Rights and the Moore method

Last month I lambasted the Moore Method of math teaching, after seeing that my old calc teacher was famous for advocating it. The Moore Method was just a stricter version of normal American math teaching, which starts and ends with axioms and theorems.

Today somebody is praising the 1776 gang for using strict Euclidean thinking in the Constitution. In politics as in math, Euclid is a SIN, not a VIRTUE.

“We hold these truths” lays out an axiom, and the rest supposedly “proves” the axiom. Logic by itself can “prove” anything. Logic can “build” a structure that does nothing. Non-euclidean geometries are also logical. Euclid’s diagrams are somewhat helpful for students because he wasn’t starting from raw imagination. He was formalizing the rules already established by surveyors and stonemasons. Surveyors and masons didn’t need Euclid. They already knew that their methods and math worked because maps and buildings worked. American math teachers ignore the underlying reality and teach only the theorems.

When you check the constitution’s axioms against reality, every one of them is DEMONSTRABLY FALSE.

Axiom 1: People are equal. This was known to be false then, and 250 years of biology has proved it infinitely false. Even identical twins start out with different settings of their epigenes.

Axiom 2: God endowed us with “rights”. We can’t email God, but we can ask the various scriptures and documents written about God, or inspired by God. Those documents are generally described as covenants or contracts between God and believers. You won’t find anything REMOTELY RESEMBLING RIGHTS in any of those contracts. God lays out our DUTIES and OBLIGATIONS, and says nothing at all about rights.

Both of the axioms are nonsense, so the rest of the constitution is nonsense.

= = = = =

If we approach 1776 from a business or industrial perspective we might get a better result. What was the problem this group of rich men wanted to solve? They laid out their grievances in the latter part of the declaration. Essentially this group was tired of paying taxes to the British government and wanted to be in charge. That’s all. They ran a revolution to gain power for themselves and avoid paying for the general welfare. They weren’t trying to solve problems for the mob.
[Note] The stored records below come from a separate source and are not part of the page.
PR #222, opened 2021-02-22
Add a random worker selection once the pool is full strategy.

jerome-benoit:
Not sure it will be useful for a real world workload but it was quick to
implement ;)

## PR Checklist

- [ ] Yes
- [x] No

---


pioardi:
Thanks for your submission Jerome, I Will look more deeply tomorrow but please note that there are two security hotspots on sonar

src/pools/selection-strategies.ts
```diff
@@ -106,25 +110,41 @@ class LessRecentlyUsedWorkerChoiceStrategy<
...
+        this.pool
       )
+      if (freeWorker) {
+        return freeWorker
+      }
+    }
+    return this.pool.workers[this.getRandomInt(0, this.pool.workers.length - 1)]
+  }
+
+  private getRandomInt (max: number, min = 0): number {
```
Shinigami92, line 143: Should we use this implementation?
https://developer.mozilla.org/en-US/docs/Web/JavaScript/Reference/Global_Objects/Math/random#getting_a_random_integer_between_two_values

src/pools/selection-strategies.ts
```diff
@@ -94,7 +98,7 @@ class LessRecentlyUsedWorkerChoiceStrategy<
     // A worker is always found because it picks the one with fewer tasks
     let lessRecentlyUsedWorker!: Worker
     for (const [worker, numberOfTasks] of this.pool.tasks) {
-      if (numberOfTasks === 0) {
+      if (!this.pool.isDynamic() && numberOfTasks === 0) {
```
Shinigami92, line 101: We may extract this `!this.pool.isDynamic()` out of the loop to a `const` and safe performance this way, cause the function is not called for each task

Shinigami92 (changes requested):

pioardi:
I am not sure we really Need this guys, i am thinking to a real scenario where this can be really a benefit mmmmm

Shinigami92:
> Thanks for your submission Jerome, I Will look more deeply tomorrow but please note that there are two security hotspots on sonar

It's because we call `Math.random()`. But we are not affected by any vulnerabilities and have not security code here. So you @pioardi can go to SonarCloud and just disable this warning.

Shinigami92:
> I am not sure we really Need this guys, i am thinking to a real scenario where this can be really a benefit mmmmm

I also thought that :thinking:  
The code itself is okay, but the need... :shrug: Not really :thinking:

src/pools/selection-strategies.ts
jerome-benoit: The implementation in the PR is more optimized: one floor, one random only.

jerome-benoit:
> I am not sure we really Need this guys, i am thinking to a real scenario where this can be really a benefit mmmmm

It's useful for testing purpose, especially for internal benchmarking on selection strategies as a kind of worst case.

src/pools/selection-strategies.ts
Shinigami92: But the need of an if else branch :thinking:  
An internal benchmark could be nice here again

Shinigami92: Ah you removed the branch

pioardi:
> > I am not sure we really Need this guys, i am thinking to a real scenario where this can be really a benefit mmmmm
> 
> It's useful for testing purpose, especially for internal benchmarking on selection strategies as a kind of worst case.

mmmmm I really don't see this needed for testing purposes, I mean why we need a worst case ?
I am sorry I just really do not see any benefit providing this feature, rather it could be misleading for end users

Shinigami92:
I also agree with @pioardi 
Also, and now you see hopefully the problem, you are doing multiple things in one PR again.
Some little code snippets are okay but they are in this big branch and you need to extract them now into a new PR if we want them :slightly_frowning_face:  

@jerome-benoit If you provide a new feature (like a new strategy) you should also think about creating an issue for that so we can talk about it before wasting time implementing it
Instead we could implement a way that users can pass their own strategy. Currently the switch-case only allows poolifier internal strategies and prevent the user from trying they own strategy

jerome-benoit:
> > > I am not sure we really Need this guys, i am thinking to a real scenario where this can be really a benefit mmmmm
> > 
> > 
> > It's useful for testing purpose, especially for internal benchmarking on selection strategies as a kind of worst case.
> 
> mmmmm I really don't see this needed for testing purposes, I mean why we need a worst case ?
> I am sorry I just really do not see any benefit providing this feature, rather it could be misleading for end users

It's a performance evaluation thing, it's like fault injection for security: you do things unexpected in a code path and you fix its impact. And you keep it as a landmark for non regression on the code path.   

It's ok to change the API to allow to pass that strategy for performance evaluation instead of providing it in poolifier.

jerome-benoit:
> @jerome-benoit If you provide a new feature (like a new strategy) you should also think about creating an issue for that so we can talk about it before wasting time implementing it
> Instead we could implement a way that users can pass their own strategy. Currently the switch-case only allows poolifier internal strategies and prevent the user from trying they own strategy

It's way more efficient to discuss around a piece of code than around an issue. 
GitHub implied code flow is not efficient but I can't change it. I will try to use stgit in a future to split implementation in small logical pieces that could be submitted as a GitHub PR (the inefficient GitHub understanding of it ... unfortunately)

Shinigami92:
@jerome-benoit I think you are confusing `efficient` with `fast`

pioardi:
> > > > I am not sure we really Need this guys, i am thinking to a real scenario where this can be really a benefit mmmmm
> > > 
> > > 
> > > It's useful for testing purpose, especially for internal benchmarking on selection strategies as a kind of worst case.
> > 
> > 
> > mmmmm I really don't see this needed for testing purposes, I mean why we need a worst case ?
> > I am sorry I just really do not see any benefit providing this feature, rather it could be misleading for end users
> 
> It's a performance evaluation thing, it's like fault injection for security: you do things unexpected in a code path and you fix its impact. And you keep it as a landmark for non regression on the code path.
> 
> It's ok to change the API to allow to pass that strategy for performance evaluation instead of providing it in poolifier.

I think having the possibility to pass a strategy and then pass the random strategy from a test would be a great trade-off.

jerome-benoit:
> @jerome-benoit I think you are confusing `efficient` with `fast`

Not at all, have a look at the way PRs are done on git, Linux Kernel, OpenWrt (when GitHub is not used), glibc, etc. PRs here huge and review is done at the commit level.

Shinigami92:
> > @jerome-benoit I think you are confusing `efficient` with `fast`
> 
> Not at all, have a look at the way PRs are done on git, Linux Kernel, OpenWrt (when GitHub is not used), glibc, etc. PRs here huge and review is done at the commit level.

You compare big-sizes repos with great amount of developers with a 3-member small-sized JS-lib :eyes:

jerome-benoit:
> > > @jerome-benoit I think you are confusing `efficient` with `fast`
> > 
> > 
> > Not at all, have a look at the way PRs are done on git, Linux Kernel, OpenWrt (when GitHub is not used), glibc, etc. PRs here huge and review is done at the commit level.
> 
> You compare big-sizes repos with great amount of developers with a 3-member small-sized JS-lib 👀

A code flow does not change because of the community size or code size, it changes because of the tooling and project rules regarding it. 
When you use GitHub, you are stuck to PR based level review and that's not efficient.

pioardi:
@jerome-benoit  if you can jump into the chat I would love a discussion about the last message you sent :)

Shinigami92:
IMO this PR is superseded by #234  
I will close it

Gouvernour Morris saw it clearly. Here’s part of a letter he wrote to William Penn.

= = = = = START MORRIS:

It is the interest of all men, therefore, to seek for reunion with the parent state. A safe compact seems in my poor opinion to be now tendered.

Internal taxation to be left with ourselves. The right of regulating trade to be vested in Britain, where alone is found the power of protecting it. I trust you will agree with me, that this is the only possible mode of union.
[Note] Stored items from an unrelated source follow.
PR #226, opened 2021-02-23
Coverage increased

pioardi:
## PR Checklist

- [x] We need your changes to come with unit tests in order to keep this project in quality and easy to maintain.

- [ ] Yes
- [x] No

---

Increase coverage adding more unit tests


pioardi:
@jerome-benoit @Shinigami92 I would let you add unit tests for strategies if you have time today into this PR or another.
After this other unit tests we only need to document selection strategies and we can then release the stable 2.0.0 version

Shinigami92:
> @jerome-benoit @Shinigami92 I would let you add unit tests for strategies if you have time today into this PR or another.
> After this other unit tests we only need to document selection strategies and we can then release the stable 2.0.0 version

I don't know if I will have time before ~15:00
And even then I will maybe rest a bit after work in some games
So currently maybe only in review-mode

pioardi:
Nevermind I will let you go though that when you feel is needed.
The only point where the coverage is missing on the selection strategies are the default values.

tests/worker/abstract-worker.test.js
```diff
@@ -1,10 +1,28 @@
...
+
+  it('Verify that handle Error function is working properly', () => {
+    const error = new Error('My error')
+    const worker = new ThreadWorker(() => {})
+    expect(worker.handleError(error)).toBe(error)
+  })
+
+  it('Verify that get main worker throw error if main worker is not set', () => {
+    const worker = new StubPoolWithIsMainWorker(() => {})
+    expect(() => worker.getMainWorker()).toThrowError()
```
jerome-benoit, line 26: You can remove the useless intermediate worker var: 

expect(() => new StubPoolWithIsMainWorker(() => {}).getMainWorker()).toThrowError()

jerome-benoit (changes requested):

tests/worker/abstract-worker.test.js
pioardi: I see you are starting to appreciate sonar :P

pioardi: Done

jerome-benoit (approved):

Men by nature are free as the air. When they enter into society, there is, there must be, an implied compact (for there never yet was an express one) that a part of this freedom shall be given up for the security of the remainder.

But what part? The answer is plain. The least possible, considering the circumstances of the society, which constitute what may be called its political necessity. And what does this political necessity require in the present instance?
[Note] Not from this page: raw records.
PR #243, opened 2021-02-27
Return false instead of null tuple

Shinigami92:
Little improvement to prevent the usage of `JSON.stringify`

### DIFF
--- a/src/pools/selection-strategies.ts
+++ b/src/pools/selection-strategies.ts
@@ -137,9 +137,9 @@ class DynamicPoolWorkerChoiceStrategy<Worker extends IWorker, Data, Response>
 
   /** @inheritdoc */
   public choose (): Worker {
-    const freeWorkerEntry = this.pool.findFreeTasksMapEntry()
-    if (freeWorkerEntry) {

Not that Britain should lay imposts upon us for the support of government, nor for its defence. Not that she should regulate our internal police. These things affect us only. She can have no right to interfere.

To these things we ourselves are competent. But can it be said, that we are competent to the regulating of trade? The position is absurd, for this affects every part of the British Empire, every part of the habitable earth. If Great Britain, if Ireland, if America, if all of them, are to make laws of trade, there must be a collision of these different authorities, and then who is to decide? This is the greatest of all great absurdities.

Political necessity therefore requires, that this power should be placed in the hands of one part of the empire. Which part of the empire protects trade? Which part of the empire receives immense sums to guard the rest? And what danger is in the trust? Some men object, that England will draw all the profits of our trade into her coffers. All that she can, undoubtedly.

= = = = = END MORRIS.

He didn’t think tax evasion was a good reason to run a violent revolution. Time has proved him right. Ever since then (except from 1933 to 1945) we have been ruled by tax evaders who accumulate vast wealth by giving peasants the “right” to starve, and reserving for themselves the “right” to steal.